Tak Ada Cinta, Kecuali Jakarta

E. N. Mahera
Chapter #23

Matahari

KOTA JAKARTA LENGGANG terasa. Kota yang selalu sibuk dan carut-marut, di mana segalanya merupa benang-benang yang melingkar kusut dan manusianya seperti mesin yang otomatis bekerja, malam itu agak berbeda, hawanya menurut riang hatiku, aku bagai sedang jalan-jalan sore di taman bunga seraya tangan melenggang sementara bibir lirih bersiul. Menyenangkan. Sejak meninggalkan Rumah Sakit Bersalib, roda mobil menapaki jalanan kota hingga jalan bebas hambatan, bumi seolah rupa-rupa warna, kemeriahannya meruak ke segala tempat aku berada, seolah bumi tercipta sebagai tempat orang berpesta.

Kami tak bicara sejak tinggal di dalam mobil berdua, Aina terlalu letih, sehingga begitu duduk di sampingku, kursi mobil langsung direbahkan dan Aina jatuh dalam mimpi. Aku mengendalikan mobil menyusur jalanan kota dengan hanya dikawani lagu serta sesekali suara penyiar radio. Suasana di mobil semakin menyenangkan ketika sang penyiar menyetel Born to Love You dari George Duke menyusul Versace on the Floor-nya Bruno Mars. Aina pernah bilang bahwa tak ada musik yang lebih pas untuk malam Jakarta sehabis gerimis selain R&B.

Sedang menyetir, aku beberapa kali menatap raga Aina yang tenang dalam mimpi, dan setiap kali menatap wajahnya, aku tersenyum, membayangkan repotnya Aina menyiapkan diri sebelum menjenguk mama, riasan wajah dan lentik bulu matanya sangat tak biasa.
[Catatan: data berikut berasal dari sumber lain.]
Issue #6358, opened 2023-07-17
When I remove the only chart that's using a filter on a dashboard, the filter stays


yasmin-e:
### Description
When I remove the only chart that's using a filter on a dashboard, the filter stays with an error message.

https://github.com/lightdash/lightdash/assets/67699259/5152e406-5456-49a2-9c42-84ef1a634971

### To Reproduce
- Go to a dashboard with at least 2+ charts
- Apply a filter to a single chart
- Remove that chart from the dashboard
- An error message appears in the place of the filter

### App Version
Version: v0.667.0

TuringLovesDeathMetal:
Suggested solution: If there are no charts that the filter applies to, the filter is removed from the filters list automatically.

PR #6411, opened 2023-07-19
fix: address ux after only chart with filter applied to is removed from dashboard

joaoviana:
Closes: #6358 

### Description:

Remove active filter if not targeting any field id

Screen recording: 

https://github.com/lightdash/lightdash/assets/7611706/bc086d5d-4ffe-4f80-8939-10a32616bb51

### DIFF
--- a/packages/frontend/src/components/DashboardFilter/ActiveFilters/index.tsx
+++ b/packages/frontend/src/components/DashboardFilter/ActiveFilters/index.tsx
@@ -25,34 +25,38 @@ const ActiveFilters: FC<ActiveFiltersProps> = ({ isEditMode }) => {
 
     return (
         <ActiveDashboardFiltersWrapper>
-            {dashboardFilters.dimensions.map((item, index) => (
-                <ActiveFilter
-                    key={item.id}
-                    isEditMode={isEditMode}
-                    fieldId={item.target.fieldId}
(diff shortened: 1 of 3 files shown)


packages/frontend/src/components/DashboardFilter/ActiveFilters/index.tsx
```diff
@@ -25,34 +25,38 @@ const ActiveFilters: FC<ActiveFiltersProps> = ({ isEditMode }) => {
...
-                    field={fieldMap[item.target.fieldId]}
-                    filterRule={item}
-                    onRemove={() => removeDimensionDashboardFilter(index, true)}
-                    onUpdate={(value) =>
-                        updateDimensionDashboardFilter(value, index, true)
-                    }
-                />
-            ))}
+            {dashboardFilters.dimensions
+                .filter((item) => !!fieldMap[item.target.fieldId])
```
magnew, line 29: Since you are just doing a filter here, it doesn't get removed in the DB, right? So does the filter come back if you add back a chart that *was* using it?

Will that be surprising to people? Or maybe that is actually what we want.

joaoviana: Cool! I'm glad the video explained it 😅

Jika kami berhenti di lampu merah, kusempatkan untuk membelai rambut Aina lalu mencium telapak tanganku setelahnya. Aku suka aroma rambutnya sejak dulu: seperti wewangian dari bunga atau buah, entahlah, bisa jadi wewangian itu bila dikecap rasanya mirip manisnya permen karet anggur. Dulu aku pernah tanya, “Mbak, kamu pakai sampo apa? Wanginya enak.”